La cité des mort-e-s, une organisation classiste
S’il est facile de comprendre l’unanimité sur ce film d’animation, celui-ci n’est pas sans défauts. Le Jour des morts est une tradition ancienne, sacrée et essentielle de la culture mexicaine − dont Disney a tenté de déposer la marque en 2013 −, et le long-métrage parvient à en transmettre les ressorts avec une certaine justesse. Mais il semble que la peinture qui nous est faite de la cité des mort-e-s (et de son sens profond) soit immensément réductrice, prête à l’étiquetage pour la mise en vente en magasin.

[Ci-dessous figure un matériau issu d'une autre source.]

Issue #480, opened 2022-02-22
💄:bug: Improve `hashCode` Throughout


jameshughes89:
### Related Issues or PRs
As mentioned by @twentylemon [here](https://github.com/jameshughes89/cs102/pull/476#discussion_r812105143) in #476 

### What 
Go through and update the `hashCode` methods throughout. 

### Why
They could be better. 

### Where
Everywhere there is a `hashCode` written.

jameshughes89:
This has been addressed through the various updated to the course content for the Winter 2023 year. As of now, however, this is not fully resolved.

It is expected if all the code is cleaned up in the Winter 2023 semester, this issue can be closed.

jameshughes89:
As discussed in #940 

The only outstanding `hashCode` methods to look into are the ones for the bags. It may be normal to have them the way they are, maybe not, I will look into them later.

jameshughes89:
From the discussion here: https://github.com/jameshughes89/cs102/pull/940#issuecomment-1882994350

> If I have two bags {5, 10) and (10, 5) that should be equal, but my hashCode will give different numbers if I do result = result * 97 + Objects.hashCode(element) in the loop since:
> 
> (5*97 + 10) * 96 = 47520
> (10 * 97 + 5) * 97 = 94575

Refer to here for an example https://github.com/jameshughes89/cs102/blob/04dd4ef0fa67b9020eb09dcf623df648251a2a2c/src/main/java/ArrayIndexedBag.java#L227

Is there a trick in a situation like this? Or is the trick to just not multiply by a prime?

jameshughes89:
Closing because I think this is just what it is for collections where order does not matter.

PR #940, opened 2024-01-08
:lipstick: :telescope: :technologist: Linked BST --- Update hashcode 

jameshughes89:
### Related Issues or PRs
#480

### What
Update the hashCode method such that it always multiples the current hash by a prime before addinng a new elements hash

### Why
Better this way 

### Testing
:+1: 

### Additional Notes
Currently the only unchanged ones (RE #480) are the bag ones because they get weird as the order of the elements for an equality check does not matter. Throwing primes at the hash when looping over the collection would break things.

### DIFF
--- a/src/main/java/LinkedBinarySearchTree.java
+++ b/src/main/java/LinkedBinarySearchTree.java
@@ -437,7 +437,7 @@ public class LinkedBinarySearchTree<T extends Comparable<? super T>> implements 
     public int hashCode() {
         int result = Objects.hash(size);
         for (T element : this) {
-            result += Objects.hashCode(element);
+            result = result * 97 + Objects.hashCode(element);
         }
         return result;
     }


twentylemon:
> Throwing primes at the hash when looping over the collection would break things.

Why is that the case? The only condition for a hashcode is that `a.equals(b)` implies `a.hashCode() == b.hashCode()`, but the inverse is not guaranteed.

twentylemon (approved):

jameshughes89:
> > Throwing primes at the hash when looping over the collection would break things.
> 
> Why is that the case? The only condition for a hashcode is that `a.equals(b)` implies `a.hashCode() == b.hashCode()`, but the inverse is not guaranteed.

I probably explained it poorly. 

If I have two bags {5, 10) and (10, 5) that should be equal, but my `hashCode` will give different numbers if I do `result = result * 97 + Objects.hashCode(element)` in the loop since:

`(5*97 + 10) * 96 = 47520`
`(10 * 97 + 5) * 97 = 94575`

À peu de détails près, le monde des mort-e-s imaginé ici est tout simplement celui des vivant-e-s en un peu plus fun. En dépit de ses créatures volantes multicolores et d’un rendu visuel magnifique des détails, son organisation est similaire à celle de notre réalité, où le système de starification détermine le statut social de chacun-e. Une société de classes, en somme. Les injustices vécues ici-bas sont donc également celles expérimentées dans l’au-delà. Celles et ceux dont on se souvient le plus sont les riches qui ne savent pas quoi faire de leurs offrandes et ne disparaîtront probablement jamais, alors que les personnes lambdas ou les parias sont condamné-e-s à traverser leur dernier repos déclassé-e-s, en marge.
Pixar a donc détourné les croyances mexicaines pour en faire la structure collective d’un au-delà capitaliste, ce qui revient à réduire des traditions centenaires à une copie carbone de nos sociétés occidentales consuméristes. Dans Coco, on entre dans la cité des mort-e-s comme on entre à Disneyland (et ce n’est pas une façon de parler : il y a des guichets). Ainsi, le long-métrage expose l’un de ses plus gros paradoxes : tout en tentant de déconstruire le mythe de la célébrité idyllique et de l’adulation aveugle, il perpétue les constructions sociales qui en sont à l’origine.
Différentes raisons peuvent motiver cette appropriation superficielle, dont l’une est directement liée au sujet que le scénario s’efforce constamment d’aborder : le deuil chez l’enfant et la confrontation à la mort. Avec l’élaboration d’un univers magique et distrayant pour nos yeux et ceux de Miguel, le film veut nous consoler de l’un des aspects les plus cruels de la mort : son absurdité et son abstraction. Le long-métrage tente de détourner notre attention, à la manière d’une société capitaliste adepte de la surenchère. C’est dans son traitement de l’indicible douleur provoquée par la perte d’un-e proche qu’il manque assez ironiquement d’âme. Il n’existe pas de mots suffisamment précis pour expliquer cela à un-e enfant, pas de concepts assez puissants pour ne serait-ce que le toucher du doigt. Coco est bercé de musique, mais quelque chose d’essentiel lui fait défaut : le silence de nos chagrins, et le vide qui les accompagne.